Another thing that will always trigger a reverie is the smell of diesel exhaust on a cold, nose-hair-crinkling morning or evening. The smell that I always associate with the sleepy words, "Lariat Advance" which would blat from the telephone at zero-dark-thirty in the morning as your unit was alerted, probably for a drill. But I remember a couple of times in those early 80's when the words "Lariat Advance" came during tense times when Reagan and Brezhnev were having a staring contest. That was always a sphincter-tightening moment.
You always hoped that when you arrived at the kaserne, the message didn't specify picking up your PNL, your Primary Nuclear Load. Those were *bad* alerts. Then if you moved to your wartime positions, that was a *really* bad alert - not only because it was all part of the message being sent to the Other Side, but it meant you were compromising your GDP, or General Defense Plan, positions. That was a real pain, because it meant you were going to have to do a new GDP once the current excitement was over. Unless you *executed* the plan. But then, we never had to do that. Neither we nor they were suicidal, but thank heavens for Colonel Petrov at the missile warning site in the Baltic who chose to not start WWIII when his radars showed missiles inbound.
We did move out to it once, for a different reason. It had already been compromised by Clyde Lee Conrad, a NCO in the 8th Infantry Division who had provided the GDP to the Hungarians via the Szabo spy ring. though at the time Conrad wasn't known as the culprit.
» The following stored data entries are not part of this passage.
PR #3459, opened 2026-09-04
fix(thermo): stop addTBPfraction discarding the acentric factor it is given

dupuypablo:
## Problem

The seven-argument overload

```java
addTBPfraction(name, moles, molarMass, density, TC, PC, acentricFactor)
```

exists so a caller can supply **measured or externally regressed** values instead of correlations. It honoured `TC` and `PC` but **silently replaced the acentric factor**:

```java
acs = acentricFactor;                          // caller's value
...
if (characterization.getTBPModel().isCalcm()) {
  ...getAttractiveTerm().setm(m);              // m from calcm(molarMass, density)
  acs = ...getAcentricFactor();                // ← caller's value destroyed
}
```

`m` comes from a correlation. Pushing it onto the attractive term and reading the acentric factor back overwrites whatever was passed in. That same value was then read from the reference system when populating the real component, so the argument had **no effect at all**.

Supplying `0.49` gave `0.4796`.

This is the same class of defect as #3425 (`addTBPfraction2` discarding its boiling point): an overload that accepts a value and then ignores it.

## Fix

The correlation no longer overrides an explicitly supplied acentric factor. The attractive term derives its `m` parameter from the supplied value instead, which is self-consistent with the `TC` and `PC` that are already honoured.

**The four-argument overload is untouched** — deriving every property from correlations is its purpose.

## Verification

`AddTBPfractionAcentricFactorTest`, three cases:

1. the supplied acentric factor is retained
2. the supplied critical temperature and pressure are retained
3. two *different* acentric factors give two *different* stored values — so the test cannot pass by coincidence

**Negative control** — with the fix reverted, 2 of 3 fail with exactly the reported symptom:

```
expected: <0.49> but was: <0.47958681250883073>
```

**Regression** — `neqsim.thermo.**`, `neqsim.pvtsimulation.**`, `neqsim.thermodynamicoperations.**`: **2273 tests, 0 failures, 0 errors**.

## Documentation

`docs/cookbook/thermodynamics-recipes.md` gains an overload-selection table stating the unit of every argument and which values are honoured as given versus correlated:

| Overload | Supply | Derived from correlations |
|----------|--------|---------------------------|
| 4-arg | molar mass, density | TC, PC, acentric factor, boiling point |
| 7-arg | molar mass, density, TC, PC, acentric factor | boiling point |
| `addTBPfraction2` | molar mass, boiling point | density, TC, PC, acentric factor |
| `addTBPfraction3` | density, boiling point | molar mass, TC, PC, acentric factor |

## Note on behaviour change

Callers of the 7-argument overload will now get the acentric factor they asked for. Results will move for anyone who was passing a value that differed from the `calcm` correlation — which is the point of the fix.

### DIFF
--- a/docs/cookbook/thermodynamics-recipes.md
+++ b/docs/cookbook/thermodynamics-recipes.md
@@ -67,6 +67,24 @@ by `characterisePlusFraction()` when a residual fraction is to be split and lump
 characterization parser does not safely parse that name. Use a numeric terminal carbon label such
 as `C7` when calling `characterisePlusFraction()`.
 
+#### Choosing an `addTBPfraction` overload
+
+| Overload | Supply | Derived from correlations |
+|----------|--------|---------------------------|
+| `addTBPfraction(name, moles, molarMass, density)` | molar mass, density | TC, PC, acentric factor, boiling point |
+| `addTBPfraction(name, moles, molarMass, density, TC, PC, acentricFactor)` | molar mass, density, TC, PC, acentric factor | boiling point |
+| `addTBPfraction2(name, moles, molarMass, boilingPoint)` | molar mass, boiling point | density, TC, PC, acentric factor |
+| `addTBPfraction3(name, moles, density, boilingPoint)` | density, boiling point | molar mass, TC, PC, acentric factor |
+
+Units: `molarMass` in kg/mol, `density` as relative density (g/cm3), `TC` in K, `PC` in bara,
+`boilingPoint` in K, `acentricFactor` dimensionless.
+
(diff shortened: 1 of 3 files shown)


EvenSol:
CI refresh after merged #3452

- advanced the PR to tree-identical head `bfbb10b4a56e355a8c36601b9f57a1f978a09238` only to trigger a fresh merge-based check run against repaired `master`;
- verified merge commit `90289ba9432acabc70e60d9b90aa516284c31792` contains both `setAllowChoked(true)` selections;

Since we were going to re-do them anyway, we decided to go have a CPX (Command Post Exercise) using the old plan. Heh. Nice to know, if we ever had gone to war, we were well and truly screwed by one of our own. I hope that when he had the heart attack that killed him in prison, they took their time responding to his distress, telling him, "Sorry, we can't find the plans, apparently they were stolen."
There's also a certain smell I will forever associate with Kuwait and Iraq. The same one that many vets have for Vietnam. Oddly enough it involves diesel, too.
So - what are your triggers?



There are larger versions of pads like this. And although I guess you could say I've seen pretty much everything, nothing has ever grossed me out (for lack of a better expression). I dunno - hard to describe except that it's a person and when you care about people somehow you don't really see it.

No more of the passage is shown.